Throughout the nine days since Michelle’s husband began getting his Surge® on in Afghanistan, I’ve been bouncing around the intertoobz reading everything I could find about the operation. The problem is there’s just not much to find because one of dubya’s restrictions on freedom of the press is still in effect. Only journalists embedded with coalition military units are allowed in the Marja area while the offensive is under way. It would appear that this commander-in-chief likes to control the message as much as his predecessor.

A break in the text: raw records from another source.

PR #1046, opened 2019-03-25
JSUI-2417 MLFacet public reference documentation

fbeaudoincoveo:


docs/playground/src/PlaygroundConfiguration.ts
```diff
@@ -282,6 +282,13 @@ export const PlaygroundConfiguration: IStringMap<IComponentPlaygroundConfigurati
     },
     element: new SectionBuilder().withComponent('CoveoMatrix').build()
   },
+  MLFacet: {
```
fbeaudoincoveo: Won't work right now, but it'll be ready :)

src/rest/Facet/FacetSortCriteria.ts
```diff
@@ -1,7 +1,23 @@
...
+   * sort criterion.
+   */
   score = 'score',
-  alphaascending = 'alphaascending',
-  alphadescending = 'alphadescending',
+
+  /**
+   * Sort facet values in ascending alphanumeric order.
+   */
+  alphanumeric = 'alphanumeric',
```
fbeaudoincoveo: `score` and `alphanumeric` are the only available values in the Search API.

As discussed with @ThibodeauJF, `occurrences` may be supported eventually, which is why I left it here (and did not document it).

src/ui/MLFacet/MLFacet.ts
```diff
@@ -17,18 +16,148 @@ import { Utils } from '../../utils/Utils';
...
   static ID = 'MLFacet';
   static doExport = () => exportGlobally({ MLFacet });
-  static options: IMLFacetOptions = { ...MLFacetOptions, ...ResponsiveFacetOptions };
+
+  /**
+   * The options for the MLFacet
+   * @componentOptions
+   */
+  static options: IMLFacetOptions = {
+    ...ResponsiveFacetOptions,
```
fbeaudoincoveo: I left this spread here; it's not going to appear in the public docs, though.

Instead, perhaps the `IMLFacetOptions` interface should include the `enableResponsiveMode` and `dropdownHeaderLabel` properties. Then we could expose the documentation here. What do you guys think?

olamothe: This could work, but it does make the code more fragile, since we have to keep both places in sync, and could lead to bug otherwise.

Since it is not possible to document that using this method, if I have to choose between the two, the code being more "reliable" is more important than the documentation we generate with it.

From all the accounts I have been able to read, we appear to be implementing a simple three-step plan: Step one is to seize and hold portions of Afghanistan that have never in history been under the control of any central government, and place these areas under the control of Afghanistan’s weak and largely corrupt central government.
No problem. Alexander the Great and the Greeks couldn’t pull it off, nor could the British Empire or the former Soviet Union, but I’m sure it’ll be different this time. (‘Cause we’re Amurkins goddammit!)

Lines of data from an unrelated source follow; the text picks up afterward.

PR #1047, opened 2019-03-25
JSUI-2406 Adapt the ML Facets to the new UX mockups

ThibodeauJF:
There will be further style modification (mockups are not entirely final) but this will bring it closer.
I will also change/add some unit tests


sass/MLFacet/_MLFacetValues.scss
```diff
@@ -0,0 +1,47 @@
...
+    overflow: hidden;
+  }
+
+  .coveo-checkbox-span-label-suffix {
+    margin-left: 8px;
+    color: $color-light-grey;
+  }
+
+  .coveo-checkbox-button:focus {
+    & ~ .coveo-checkbox-span-label,
```
olamothe: Could we do without the specificity of this selector ?

By maybe adding a longer name to the css class name ? 

It's generally easier for clients/integration to overrides some styles if needed if the css rules are flat, but with a longer name to differentiate them.

sass/MLFacet/_MLFacetValues.scss
```diff
@@ -0,0 +1,47 @@
...
+    & ~ .coveo-checkbox-span-label-suffix {
```
olamothe: Same as above

sass/_TextEllipsisTooltip.scss
```diff
@@ -0,0 +1,34 @@
+@import 'Variables';
+
+.coveo-text-ellipsis-tooltip {
```
olamothe: I'm wondering how that tooltip gets interpreted by a screen reader ?

Would a blind user still be able to know the "full" facet value, without this visual tooltip ?

src/ui/FormWidgets/Checkbox.ts
```diff
@@ -25,6 +25,7 @@ export class Checkbox implements IFormWidgetWithLabel, IFormWidgetSelectable {
   constructor(
     public onChange: (checkbox: Checkbox) => void = (checkbox: Checkbox) => {},
     public label: string,
+    public labelSuffix?: string,
```
olamothe: For backward compatibility purpose, since this component is publicly documented, if you add the parameters at the end of the list of arguments, it would not break people already using the widget and specifying the "ariaLabel" as param #3 .

src/ui/Misc/TextEllipsisTooltip.ts
```diff
@@ -0,0 +1,47 @@
+import 'styling/_TextEllipsisTooltip';
```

Step two is to help the Afghani people begin to “rebuild” a country that was never “built” in the first place. Check out this photo I stole from this New York Times story.

In addition to the complete lack of greenery that always catches my eye, I can’t help noticing that in Marja, a “city” of some 75,000 inhabitants, a meeting between village elders and US Marine commanders is held sitting in a dirt street.

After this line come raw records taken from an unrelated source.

PR #1048, opened 2019-03-26
Fix ResultsPerPage for configuration with initial choice

olamothe:
Initial choice would override the user selection in some case, because the initial state was not properly setup on load (after afterInitialization).

https://coveord.atlassian.net/browse/JSUI-2421

### DIFF
--- a/src/ui/ResultsPerPage/ResultsPerPage.ts
+++ b/src/ui/ResultsPerPage/ResultsPerPage.ts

Only about 7% of Afghanistan’s population has access to electricity, with most of those being concentrated in the capital, Kabul. The vast majority of Afghanis live in mud huts and shit in holes in the ground. By my estimate, it would take a zillion billion trillion dollars to even begin “rebuilding” a country for a people who would almost certainly remain far too poor to maintain what we built.
Which brings me to step three; Cut off funding to the Taliban by getting these dirt, dirt poor Afghani farmers to stop growing opium poppies, the only crop that brings any profit into their otherwise dismal existence. This is beyond stupid. The only way to pull it off is to hand out cash by the bucket loads, and as soon as we stop doing so the Afghanis will go right back to doing what is necessary to survive, just as they have for centuries. Just as all humans do.
Meanwhile the Taliban are doing what guerilla fighters do. Sporadic, hit and run attacks aimed not so much at inflicting serious damage, but more as a constant reminder to our troops and the civilian population that the victories we garner now blowing up mud houses with $100,000 missiles are ultimately unsatisfactory and temporary. It is a foregone conclusion that the Taliban will still be there when we leave.
I am reminded of an old saying; If all you have is a hammer, all the world’s a nail. The very ability to impose our will on other nations has an effect on our decision to do so. Michelle’s husband appears to have fallen into the same trap as all his modern predecessors. Wielding the reins of a superpower renders one unable to look at the rest of the world in non-coercive terms, leading to conflations of naked aggression with “defense” and US economic stability (superiority) with peace.
Until we get a government that is willing to start the conversation about scaling back the empire, it will be ever thus.